Probing the active sites of rat DNA polymerase beta and human topoisomerase I.

摘要

We studied the function of key amino acids in DNA polymerase beta and topoisomerase I. The methodology employed misacylated tRNAs to incorporate alternate amino acids at predetermined positions. The first enzyme, DNA polymerase beta, plays a crucial role in the base excision repair pathway. The base excision repair pathway is responsible for removal of 10,000 lesions per cell per day that result from oxidative and alkylation damage. Environmentally-mediated DNA damage poses a daily threat to the survival of eukaryotic cells. This damage, when left unrepaired, can result in mutations. The second enzyme, human topoisomerase I (htopo1), relieves the torsional strain in DNA that is built up during replication and transcription. It is vital for cell proliferation and is the target for poisoning by anticancer drugs.
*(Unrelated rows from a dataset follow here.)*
PR #295, opened 2026-04-01
chore: increase timeout in demo script for slow env

yizhaodev:
## Why is this PR needed?

Some env are slow, need more time for deployment etc to become ready

## What does this PR do?

Increase the timeout waiting for deployment resoureces etc.

## How was this tested?

## Checklist

- [ ] Pre-commit checks pass (`make pre-commit`)
- [ ] Unit tests pass (`make test`)

### DIFF
--- a/examples/deploy-demo/common.sh
+++ b/examples/deploy-demo/common.sh
@@ -64,17 +64,18 @@ gen_id() {
 wait_for_deployment() {
     local deploy_name="$1"
     local namespace="$2"
-    local timeout="${3:-120s}"
+    local timeout="${3:-180s}"
 
     step "Waiting for deployment '${deploy_name}' to be ready..."
 
     local retries=0
+    local max_retries=30
     while ! kubectl get deploy "${deploy_name}" -n "${namespace}" &>/dev/null; do
         retries=$((retries + 1))
-        if [ "$retries" -ge 5 ]; then
-            die "Deployment '${deploy_name}' did not become ready"
+        if [ "$retries" -ge "$max_retries" ]; then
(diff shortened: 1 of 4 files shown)


lioraron (commented):
## Review Summary

The intent of this PR is clear and reasonable: increase timeouts in demo scripts to accommodate slow environments. However, there is one bug that should be fixed before merging.

### Bug: `wait_for_deployment` timeout parameter silently ignored

The most significant issue is that `wait_for_deployment()` in `common.sh` now **hardcodes** `--timeout=180s` for `kubectl rollout status`, making the 3rd parameter (`$timeout`) a dead parameter. This is a regression because several callers pass `300s` (e.g., for Istio gateway, Kuadrant, and llm-d deployments in `deploy-k8s.sh`). After this PR, those deployments will fail at 180s instead of the intended 300s.

**Fix:** Change the default from `120s` to `180s` but keep using the parameter:
```bash
local timeout="${3:-180s}"
...
kubectl rollout status deploy/"${deploy_name}" -n "${namespace}" --timeout="${timeout}"
```

### Minor: Visibility-wait loop is disproportionate

The retry count for the deployment visibility check went from 5 (10s) to 90 (180s). This loop only checks if the Deployment API object exists -- waiting 3 minutes for an API object to appear seems excessive. A value of 15-30 retries (30-60s) would be more appropriate, with the actual rollout wait handled by `kubectl rollout status`.

### Overall

The changes to `deploy-k8s.sh` and `deploy-rhoai.sh` (bumping explicit timeout values from 120s to 180s) are fine. The `common.sh` changes need a fix to preserve the timeout parameter.

lioraron (approved):

j-mok-dev (approved):
lgtm!

PR #297, opened 2026-04-01
feature: skip inference request early if SLO deadline expired

### LINKED ISSUE #296: Skip inference request when SLO deadline has already passed
In executeOneRequest, we should check sloCtx.Err() before calling inferClient.Generate(). If the SLO deadline has already passed, skip the request and return a timeout error directly.

Currently (after PR #256), expired deadlines are clamped to sloMs = 0 and the request is still sent with x-slo-ttft-ms: 0, which makes it the most urgent — stealing priority from requests that still have time left.

Ref: https://github.com/llm-d-incubation/batch-gateway/pull/256#discussion_r3023411238

loicmarchal:
## Why is this PR needed?

Return early from the request processing if SLO deadline is exceeded.

## What does this PR do?

Return an error result as soon as the deadline on sloCtx is exceeded. Also avoid adding SLO headers to the request if the deadline is exceeded.

## How was this tested?

## Checklist

## Related Issues

Fixes #296

### DIFF
--- a/internal/processor/worker/executor.go
+++ b/internal/processor/worker/executor.go
@@ -684,8 +684,7 @@ func (p *Processor) executeOneRequest(
 		Headers:   headers,
 	}
 
-	switch sloCtx.Err() {
-	case context.DeadlineExceeded:
+	if sloCtx.Err() == context.DeadlineExceeded {
 		logger.V(logging.INFO).Info("SLO expired during execution, skipping request", "error", sloCtx.Err())
 		result := &outputLine{
 			ID:       newBatchRequestID(requestID),
@@ -693,18 +692,6 @@ func (p *Processor) executeOneRequest(
 			Error: &outputError{
 				Code:    batch_types.ErrCodeBatchExpired,
 				Message: "This request could not be executed before the completion window expired.",
-			},
-		}
-		metrics.RecordRequestError(modelID)
-		return result, nil
-	case context.Canceled:
-		logger.V(logging.INFO).Info("Execution context cancelled, skipping request", "error", sloCtx.Err())
-		result := &outputLine{
-			ID:       newBatchRequestID(requestID),
-			CustomID: req.CustomID,
-			Error: &outputError{
-				Code:    batch_types.ErrCodeBatchCancelled,
-				Message: "This request was not executed because the batch was cancelled.",
 			},
 		}
 		metrics.RecordRequestError(modelID)
--- a/internal/processor/worker/executor.go
+++ b/internal/processor/worker/executor.go
@@ -591,11 +591,11 @@ func (p *Processor) drainUnprocessedRequests(
 
 const sloTTFTMSHeader = "x-slo-ttft-ms"
 
-// mergeSLOTTFTIntoHeaders sets sloTTFTMSHeader to the remaining time until
-// sloCtx's deadline in whole milliseconds, clamped to >= 0. If sloCtx has no
-// deadline or is cancelled, the headers map is returned unchanged.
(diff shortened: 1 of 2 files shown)


internal/processor/worker/executor.go
```diff
@@ -681,6 +683,20 @@ func (p *Processor) executeOneRequest(
 		Headers:   headers,
 	}
 
+	if sloCtx.Err() != nil {
+		logger.V(logging.INFO).Info("SLO expired during execution or execution context cancelled, skipping request", "error", sloCtx.Err())
+		result := &outputLine{
+			ID:       newBatchRequestID(requestID),
+			CustomID: req.CustomID,
+			Error: &outputError{
+				Code:    string(httpclient.ErrCategoryServer),
```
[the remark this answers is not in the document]
yizhaodev: We should define types for the code

yizhaodev (approved):

internal/processor/worker/executor.go
```diff
@@ -681,6 +683,20 @@ func (p *Processor) executeOneRequest(
 		Headers:   headers,
 	}
 
+	if sloCtx.Err() != nil {
```
lioraron: Using `sloCtx.Err() != nil` here catches both `context.DeadlineExceeded` (SLO expiry) and `context.Canceled`. However, the error response always uses `ErrCodeBatchExpired` with the message "This request could not be executed before the completion window expired." This is misleading when the context was cancelled rather than expired.

The rest of the codebase carefully distinguishes these two cases. For example, `processModel` (line ~491) checks `sloCtx.Err() == context.DeadlineExceeded && !cancelRequested.Load()` separately from `cancelRequested.Load()`, and uses different error codes (`batch_expired` vs `batch_cancelled`).

Consider either:
1. Only checking `sloCtx.Err() == context.DeadlineExceeded` here (consistent with the existing pattern), or
2. Adding a branch that distinguishes cancellation from deadline expiry.

Note: the caller in `processModel` (lines 431-456) does overwrite the result to `batch_cancelled` when `cancelRequested.Load()` is true, so the practical impact may be limited. But if `sloCtx` is cancelled for a reason other than user-initiated cancel (e.g., parent context cancellation from pod shutdown), the error code would be wrong — and the caller would treat it as a successful result (`execErr == nil`) rather than propagating the cancellation.

loicmarchal: That's fair. That's what I initially thought and why the logger line mentions the context cancelled: `logger.V(logging.INFO).Info("SLO expired during execution or execution context cancelled, skipping request", "error", sloCtx.Err())`.

We can have the situation where we cancel the batch before the deadline, in which case the sloCtx would be cancelled. I will add the branch to cover all cases.

lioraron (approved):

internal/processor/worker/executor.go
```diff
@@ -683,8 +684,9 @@ func (p *Processor) executeOneRequest(
 		Headers:   headers,
 	}
 
-	if sloCtx.Err() != nil {
-		logger.V(logging.INFO).Info("SLO expired during execution or execution context cancelled, skipping request", "error", sloCtx.Err())
+	switch sloCtx.Err() {
```
j-mok-dev: I think this branch should only handle `context.DeadlineExceeded`.

Parent context cancellation is already handled separately, and including `context.Canceled` here can mislabel graceful shutdown as `ErrCodeBatchCancelled`, which is not the right semantic result.

Something like this seems more appropriate:

if sloCtx.Err() == context.DeadlineExceeded {
    // handle the expiry case here
}

and leave parent-context cancellation to the existing outer handling.

PR #318, opened 2026-04-07
fix: default TLS verification on in guides, demos, and processor Conf…

### LINKED ISSUE #307: [Release][Bug]: docs + demo: safer TLS defaults; Helm template default false for tls_insecure_skip_verify
CodeRabbit flagged our deployment guides and demo scripts for using `tlsInsecureSkipVerify` (processor → gateway) and Istio `DestinationRule` `insecureSkipVerify: true` in copy-paste examples. Those settings disable TLS certificate verification on paths that can carry Authorization and inference payloads, which is appropriate for lab/demo (e.g. self-signed certs) but is easy to carry into production without noticing (CWE-295: Improper Certificate Validation). It also noted the Helm processor ConfigMap template can render `tls_insecure_skip_verify: <nil>` when the value is unset, which is sloppy YAML and unclear behavior.

We are not adopting CodeRabbit’s stronger suggestion to reject `TLSInsecureSkipVerify == true` in `Validate()`, because the flag is an intentional escape hatch for environments that still need it; banning it at startup would conflict with that and invite ad-hoc workarounds.

Scope (adopted): We will address the CodeRabbit TLS findings like this: update deployment guides and demo scripts so `tlsInsecureSkipVerify` / `Istio insecureSkipVerify` are not enabled in copy-paste examples by default, use false or omit (chart default) where possible, and where a demo truly needs verification disabled, add a prominent demo-only WARNING and an explicit opt-in (e.g. env var) rather than hardcoding insecure defaults. We will also fix the Helm template so `tls_insecure_skip_verify` renders a boolean (e.g. default false) and never emits a `nil` in the generated YAML.

Rejected: CodeRabbit also suggested rejecting TLSInsecureSkipVerify == true in Validate() so the processor refuses to start if skip-verify is set. We are not implementing that. The flag exists for legitimate cases (e.g. lab/CI, self-signed clusters, environments without a proper CA bundle yet). Banning it at validation time would fight that intended escape hatch and push operators toward worse workarounds. We treat documentation, safer defaults, and template hygiene as the right balance for this project.

j-mok-dev:
## Why is this PR needed?

CodeRabbit finding: Copy-paste examples and demo scripts previously enabled **TLS certificate verification bypass** by default (`tlsInsecureSkipVerify` on the processor and `insecureSkipVerify` on Istio `DestinationRule`). That is reasonable for some self-signed lab setups but is easy to carry into production ([CWE-295](https://cwe.mitre.org/data/definitions/295.html)). The Helm processor ConfigMap could also render `tls_insecure_skip_verify: <nil>` when the value was unset, which is unclear for operators.

We are **not** rejecting `TLSInsecureSkipVerify == true` in processor `Validate()` at startup — that remains an intentional escape hatch per issue discussion. (Issue #307)

## What does this PR do?

- **Helm** (`processor-configmap.yaml`): `tls_insecure_skip_verify` uses `| default false` for `globalInferenceGateway` and each `modelGateways` entry so rendered YAML is always a boolean.
- **Helm tests**: Assert `false` when `tlsInsecureSkipVerify` is omitted.
- **Demo scripts** (`common.sh`, `deploy-k8s.sh`, `deploy-rhoai.sh`, `deploy-maas.sh`): Default path verifies certificates; **`DEMO_TLS_INSECURE_SKIP_VERIFY=1`** opts into processor skip-verify and Istio `insecureSkipVerify: true`, with **`warn`** when enabled.
- **Guides** (`deploy-k8s.md`, `deploy-rhoai.md`, `deploy-maas.md`, `maas-integration.md`): Main snippets omit processor skip-verify and set **`insecureSkipVerify: false`** on `DestinationRule`; add short **lab vs production** notes and the insecure escape hatch.
- **README** (`examples/deploy-demo/README.md`): Document **`DEMO_TLS_INSECURE_SKIP_VERIFY`**.

## How was this tested?

- [x] `helm unittest charts/batch-gateway`
- [x] Unit tests (`make test`) — unchanged Go code paths; optional full `make pre-commit`
- [x] Manual cluster run — recommend spot-check: default install vs `DEMO_TLS_INSECURE_SKIP_VERIFY=1` if x509 issues appear

## Checklist

## Related Issues

Fixes #307

### DIFF
--- a/charts/batch-gateway/templates/processor-configmap.yaml
+++ b/charts/batch-gateway/templates/processor-configmap.yaml
@@ -42,7 +42,7 @@ data:
       max_retries: {{ .maxRetries }}
       initial_backoff: {{ .initialBackoff | quote }}
       max_backoff: {{ .maxBackoff | quote }}
-      tls_insecure_skip_verify: {{ .tlsInsecureSkipVerify }}
+      tls_insecure_skip_verify: {{ .tlsInsecureSkipVerify | default false }}
       {{- if .apiKeyName }}
       api_key_name: {{ .apiKeyName | quote }}
       {{- end }}
@@ -69,7 +69,7 @@ data:
         max_retries: {{ $cfg.maxRetries }}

Misacylated suppressor tRNAs were employed to insert single, non-natural amino acids into both rat DNA polymerase beta and htopo1. The resulting modified enzymes were then compared to the wild-type enzymes to study the effect of the modifications. The data showed that the modified polymerases beta had reduced catalytic abilities and, interestingly, one mutant exhibited differential sensitivity to an inhibitor. The data also showed that htopo1 is sensitive to modification at position 533, but not sensitive to modification at position 356.